The Directorate General of Defence Purchase or DGDP is a government agency responsible for purchases related to Bangladesh Armed Forces and is located in Dhaka, Bangladesh.

==History==
The agency traces its origins to the Director Defence Purchase of Pakistan. The Directorate General of Defence Purchase was established in 1971 after the independence of Bangladesh from Pakistan. There was a purchase wing of Director Defence Purchase (DDP) of the then Pakistan near Dhaka Cantonment. After independence in 1971, DGDP started its journey. The seven Bangladeshi employees of the then DDP wing in Dhaka formed a nucleus and have started the job of DDP. Five more also came back from Pakistan and joined in DDP. At that time, DDP had been working on an ad-hoc basis. On 8 January 1972 under a memorandum of the Ministry of Defence, DDP formed officially and started function from the combined workshop which was located at Dhaka Cantonment. During that time, DDP was accommodated at building number 202 and 208 in a combined workshop in Dhaka Cantonment.

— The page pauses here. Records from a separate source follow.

PR #4816, opened 2023-12-02
[naga] Fix crash when range is invalid

gents83:
Often when trying to validate a "wrongly written" wsgl I'm getting a crash.
This allow to output the diagnostic message without crashing


teoxoy:
Just landed https://github.com/gfx-rs/wgpu/pull/4808 which addressed the issue.

Issue #4323, opened 2021-04-08
Combined image samplers


kvark:
This is totally out of scope for WebGPU, but it will be useful for gfx-rs.
For example, gzDoom uses combined image samplers, and we want to run it in gfx-portability without spirv-cross.

PR #4819, opened 2023-12-04
[naga/spv-in] Allow desugaring combined image samplers into split image/samplers at the same bind point

### LINKED ISSUE #4342: [glsl-in] Consider supporting combined image/samplers
My use case for Naga is converting from GLSL ES to WGSL at runtime. GLSL ES only supports combined image/samplers, and it would be quite annoying for me to change my code to do something else. Many typical approaches to this problem are limited by the restrictions of GLSL.

For instance, my current policy is to have texture bindings and samplers take consecutive bindings.

I would be fine if the GLSL is parsed into an IR that can't be output by the WGSL backend, and I would have to convert it to the proper policy myself.

chyyran:
**Connections**
* https://github.com/gfx-rs/wgpu/issues/4342
* https://github.com/gfx-rs/wgpu/issues/4323

**Description**
This adds an option `CombinedImageSamplerDesugaring` to configure the behaviour when spv-in encounters a combined image sampler. 

`CombinedImageSamplerDesugaring::None` preserves the existing behaviour--at the time of this PR's filing, Naga fails on this case due to the `OpSampledImage` instruction not being in the sampled image lookup, but in the future there could be potential IR changes as described in #4342.

`CombinedImageSamplerDesugaring::SplitIntoOverlappedBinding` presents a solution to combined image samplers in spv-in without needing IR changes, and with the potential to convert shaders that use combined image samplers into WGSL-valid Naga IR. When an `OpLoad` of a combined image sampler is encountered, we effectively emit a sampler global variable at the same bind point as the image, and the image sample instruction is rewritten to use the emitted sampler. The resultant IR will not validate until the caller re-assigns the bindings such that they do not overlap. For binding arrays of combined image samplers, an equivalent array of samplers is created, and the image sample instruction is rewritten to use the sampler at the same index of the image.

This does not completely close #4342 but provides a useful backstop: this solution is only implemented for `spv-in` but if something else is used to convert GLSL with combined image samplers to SPIR-V, the resultant SPIR-V will be parseable in Naga, which after manual tweaking of bind points can be used to output valid WGSL.

**Testing**
SPIR-V assemblies with a combined image sampler, and a binding array of combined image sampler, was added to `snapshots.rs` with relevant tests to the behaviour of `CombinedImageSamplerDesugaring::SplitIntoOverlappedBinding`. These tests demonstrate validation after bind points have been adjusted.

**Checklist**

- [x] Run `cargo fmt`.


jimblandy:
In general, I would like for Naga to be able to at least read GLSL ES texture-combined sampler types. WGSL has no support for these, but our other frontends and backends do, and it would be good for Naga to be able to serve those use cases as well.

Unfortunately, I think we can't merge this PR. The functionality it provides is too incomplete, and the IR produced doesn't actually model the input in a way that allows one to build reliable consumers. Taking the PR in its current state will make the SPIR-V front end harder to work with: rather than supporting GLES or Vulkan shaders per spec, it introduces "works for my use case" semantics that are not really maintainable in the long run.

My understanding from our discussion on Matrix is that this PR does not fully support your use case either: you want to accept arbitrary user-provided shader modules, and this PR will still struggle with code your users will expect to work.

In that light, I would encourage you to maintain this work on your own branch, merging from our trunk periodically, until you're able to fully meet your users' expectations. My guess is that, by the time you actually have everything working that your users expect, you will have necessarily evolved this PR in a direction that addresses many of my concerns with the approach.

PR #4821, opened 2023-12-04
[naga/spv-in]: parse combined image samplers as ImageSample expression where image and sampler point to the same handle

chyyran:
**Connections**
* https://github.com/gfx-rs/wgpu/issues/4342
* https://github.com/gfx-rs/wgpu/issues/4323

**Description**
This is a more conservative alternative to https://github.com/gfx-rs/wgpu/pull/4819, and only allows spv-in to "parse" combined image samplers by representing them as `ImageSample` expressions where the `image` and `sampler` are the same. The resulting IR will not validate until the user manually separates the sampler.

**Testing**
todo

**Checklist**

- [ ] Run `cargo fmt`.


naga/src/front/spv/image.rs
```diff
@@ -526,7 +526,20 @@ impl<I: Iterator<Item = u32>> super::Frontend<I> {
             image_ops ^= bit;
         }
 
-        let si_lexp = self.lookup_sampled_image.lookup(sampled_image_id)?;
+        let si_lexp = self.lookup_sampled_image.lookup(sampled_image_id);
+        let si_lexp = match si_lexp {
```
jimblandy: I think you could just say

```
let si_lexp = match self.lookup_sampled_image.get(sampled_image_id) {
    Some(lookup) => ...
    None => ...
}
```

here and skip the whole `InvalidId` error because it's irrelevant

jimblandy:
I don't think we can take this PR, for reasons similar to those explained in #4819.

On 9 November 1972, DDP was formed and had started job from a tin shed building which is located near Jahangir gate MP Check Post. On 13 January 1973, DDP was relocated to Cantonment Bazar in Dhaka Cantonment. Directorate General of Defence Purchase in short, DGDP became the new name of the then DDP on 30 March 1976. On 19 April 1977, DGDP again relocated to 110/A Banani which was known as the house of Abdul Monem Khan (the Ex-Governor of East Pakistan). DGDP relocated itself to the present location near Mohakhali in 1981.

With the work volume increased, DGDP was re-structured under the order of the Ministry of Defence on 29 May 1997.

==Functions==
Functions of DGDP are given below:
- Procurement of defence stores indented by three Services Headquarters and other defence organisations.
- Disposal of surplus serviceable/repairable, obsolete and obsolescent defence stores.
- Liaison with three Services Headquarters, National Board of Revenue, Financial Controller (Defence Purchase), Financial Controllers of three Services, Sadharan Bima Corporation and other concerned organisations in connection with the defence procurement.
- Liaison with Embassies/High Commissions of Bangladesh abroad in connection with defence procurement.
- Liaison with capability of defence oriented local industries and manufacturers.
- Render advice to Prime Minister's Office, Armed Forces Division regarding policy of defence procurement.